▸ **Given data**
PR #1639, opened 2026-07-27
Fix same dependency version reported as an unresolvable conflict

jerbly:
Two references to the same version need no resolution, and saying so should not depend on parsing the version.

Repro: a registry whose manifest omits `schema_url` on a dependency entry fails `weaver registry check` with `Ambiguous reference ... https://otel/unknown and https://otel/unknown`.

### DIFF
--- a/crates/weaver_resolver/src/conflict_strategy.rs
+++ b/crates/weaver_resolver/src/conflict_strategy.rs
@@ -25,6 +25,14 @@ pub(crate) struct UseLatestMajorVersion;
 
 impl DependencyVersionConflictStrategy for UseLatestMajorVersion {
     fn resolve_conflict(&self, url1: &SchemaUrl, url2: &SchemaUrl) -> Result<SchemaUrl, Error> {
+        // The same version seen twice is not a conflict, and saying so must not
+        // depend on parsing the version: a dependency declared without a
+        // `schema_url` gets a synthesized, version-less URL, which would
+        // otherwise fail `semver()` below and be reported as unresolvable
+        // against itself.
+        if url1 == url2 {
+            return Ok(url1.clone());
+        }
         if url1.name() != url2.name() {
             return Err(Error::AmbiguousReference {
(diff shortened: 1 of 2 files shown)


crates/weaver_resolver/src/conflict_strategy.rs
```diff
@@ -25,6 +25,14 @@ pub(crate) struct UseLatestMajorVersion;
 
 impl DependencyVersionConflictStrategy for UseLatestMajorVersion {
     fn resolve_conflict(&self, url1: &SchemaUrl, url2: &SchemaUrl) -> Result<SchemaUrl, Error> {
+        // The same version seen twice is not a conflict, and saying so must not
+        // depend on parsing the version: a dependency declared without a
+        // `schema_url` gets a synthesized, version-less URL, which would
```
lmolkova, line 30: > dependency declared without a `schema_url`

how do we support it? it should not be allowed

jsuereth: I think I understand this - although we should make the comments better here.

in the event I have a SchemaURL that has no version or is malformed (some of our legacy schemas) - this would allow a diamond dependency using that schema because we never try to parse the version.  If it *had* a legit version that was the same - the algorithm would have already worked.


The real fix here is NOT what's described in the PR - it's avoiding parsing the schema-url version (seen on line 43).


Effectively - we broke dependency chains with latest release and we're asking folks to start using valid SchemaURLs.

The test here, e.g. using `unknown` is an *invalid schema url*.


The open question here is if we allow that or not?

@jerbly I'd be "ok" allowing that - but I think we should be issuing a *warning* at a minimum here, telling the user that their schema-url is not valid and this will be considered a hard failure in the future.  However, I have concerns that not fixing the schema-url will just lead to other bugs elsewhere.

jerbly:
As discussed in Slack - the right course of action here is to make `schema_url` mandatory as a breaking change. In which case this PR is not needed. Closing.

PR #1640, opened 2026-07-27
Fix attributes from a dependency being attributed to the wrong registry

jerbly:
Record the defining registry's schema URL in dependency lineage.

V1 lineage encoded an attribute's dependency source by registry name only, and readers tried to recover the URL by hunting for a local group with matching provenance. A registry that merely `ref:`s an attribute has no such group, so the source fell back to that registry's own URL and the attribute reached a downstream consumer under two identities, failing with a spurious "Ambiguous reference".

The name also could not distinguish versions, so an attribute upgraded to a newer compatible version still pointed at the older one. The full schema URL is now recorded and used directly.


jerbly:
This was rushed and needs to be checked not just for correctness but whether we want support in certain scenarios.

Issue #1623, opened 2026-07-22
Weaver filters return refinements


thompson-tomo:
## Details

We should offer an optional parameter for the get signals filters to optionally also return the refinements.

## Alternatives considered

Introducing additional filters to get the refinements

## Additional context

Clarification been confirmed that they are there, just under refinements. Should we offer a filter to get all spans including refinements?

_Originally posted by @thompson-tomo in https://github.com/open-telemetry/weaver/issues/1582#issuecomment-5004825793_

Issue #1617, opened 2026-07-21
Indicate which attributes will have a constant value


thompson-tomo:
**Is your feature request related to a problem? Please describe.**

▸ **Description of the task**
Lines holding the string "reported": find them in the listing above and copy each one.

▸ **Solution**
Fix same dependency version reported as an unresolvable conflict
+        // otherwise fail `semver()` below and be reported as unresolvable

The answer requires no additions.